# Having site problems.....



## Kayelle (Feb 28, 2012)

*I'm wondering if it's just me?  Since last thurs, after the upgrade work I've been having problems and kept hoping they would go away.  No such luck.  
Navigating the threads is difficult because when I click on a thread, about 5 out of 10 times I'll get one the following messages.

*Bad Request
your browser sent a request the server could not understand

or

The Connection Was Reset
the connection to the server was reset while the page was loading

When I click on "try again", everything is fine.  Very frustrating as this is the only site I get these messages and it just started on the 23rd.

Am I the only one?


----------



## Andy M. (Feb 28, 2012)

Yup.  You've been singled out for harassment.


----------



## Kayelle (Feb 28, 2012)

I just knew it!!


----------



## Zhizara (Feb 29, 2012)

That's a new one on me, Kayelle.  I haven't had any problems.


----------



## GLC (Feb 29, 2012)

I've had a few database error messages the persisted for several minutes. Mostly for the past week. But that's such a general sort of message that it doesn't tell you much. Anyway, those things will happen on any site from time to time. I didn't note if there was an error code, but the generic "database error" message on many systems can mean it couldn't write to a file, and that can be a server problem, which can be a router problem, or something else. The ones I've been seeing here recently won't be seen by everyone, because they clear up quickly. At any rare, it's nothing you need to try to fix on your end.

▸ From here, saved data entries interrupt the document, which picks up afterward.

PR #425, opened 2020-11-05
Reset channels on close

dryajov:


tests/testmplex.nim
```diff
@@ -594,6 +594,468 @@ suite "Mplex":
...
+      for s in dialStreams:
+        try:
+          discard await s.readLp(1024)
+          check false
+        except LPStreamEOFError:
+          check true
+          continue
+
+      await sleepAsync(1.seconds)
+      var channelTracker = getTracker(LPChannelTrackerName)
```
arnetheduck, line 874: this could be a template that prints the tracker on leak (or reports it to unittest) like the one in helpers

tests/testmplex.nim
```diff
@@ -594,6 +594,468 @@ suite "Mplex":
...
+
+      let mplexDial = Mplex.init(conn)
+      let mplexDialFut = mplexDial.handle()
+      var dialStreams: seq[Connection]
+      for i in 0..9:
+        dialStreams.add((await mplexDial.newStream()))
+
+      for i, s in dialStreams:
+        await s.closeWithEOF()
+        await sleepAsync(10.millis)
```
arnetheduck, line 632: these sleeps should ideally not be needed - ie everything is deterministic in the test in the sense that if the close finishes, it should lead to ordering guarantees - if that's missing, it's likely an opportunity for a race condition

dryajov: yeah you right, I originally used `s.close()` which would fail to close because there where no readers/writers on the stream and the sleep is a leftover from that.

dryajov:
The two most important changes which lead to this tests are on lines https://github.com/status-im/nim-libp2p/pull/425/files#diff-3d23c942198cd88724375e828a0a972b0fc19a154f07d844afdae1a7020b1109R185 and https://github.com/status-im/nim-libp2p/pull/425/files#diff-3d23c942198cd88724375e828a0a972b0fc19a154f07d844afdae1a7020b1109R201, which make sure that the channels are reset as soon as possible if the muxed connection died. It shouldn't hurt anything, but I don't see a major change in behaviour either so I'm leaving them there right now.

tests/testmplex.nim
```diff
@@ -594,6 +594,347 @@ suite "Mplex":
...
+      let conn = await transport2.dial(transport1.ma)
+
+      let mplexDial = Mplex.init(conn)
+      let mplexDialFut = mplexDial.handle()
+      var dialStreams: seq[Connection]
+      for i in 0..9:
+        dialStreams.add((await mplexDial.newStream()))
+
+      await listenConn.close()
+      await allFuturesThrowing(
```
arnetheduck, line 922: hm, I wonder.. this could probably be written as `mapIt(dial&listen, await it.join())`

dryajov: Sure, but I honestly prefer the more consistent method call syntax.

arnetheduck: sure, it's a bit pointless to do double "all" though.. ie `allFuturesThrowing(mapit(...))` does the same at the end of the day

dryajov: ah, yeah - you're right 👍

The server can't understand message can also be many things, including problems accessing a file, and that file might be on another server. Many problems tend to affect many sites at once, because the actual hardware tends to be in some remote location under the control of some other entity. For instance, vast server farms, like RackSpace, service huge numbers of customers by providing their server space. Most users will probably never know where their site really lives. It's all virtual space, anyway. What's amazing is how few problems there are.


----------



## FrankZ (Feb 29, 2012)

This is being looked at.

If anyone else has an issue similar to Kayelle's let me know.


----------



## Andy M. (Feb 29, 2012)

FrankZ said:


> This is being looked at.
> 
> If anyone else has an issue similar to Kayelle's let me know.




I've experienced the same "Database Error"  issue as GLC.  But not just since the upgrade.  It doesn't happen often-once a day.


----------



## FrankZ (Feb 29, 2012)

The database error is a different animal, but thank you.


----------



## Steve Kroll (Feb 29, 2012)

No issues here, but I work as a developer for a large company that builds web sites and can tell you that 99% of the time the "Bad Request" error is related to something on the client side, not the web server. It can be caused by a lot of things, including malware or browser add-ons.

Here's what I would suggest:


Clean out the browser cache
If you are using a wireless router, reboot it
If you have more than one browser installed, try using another browser and see if the problem persists.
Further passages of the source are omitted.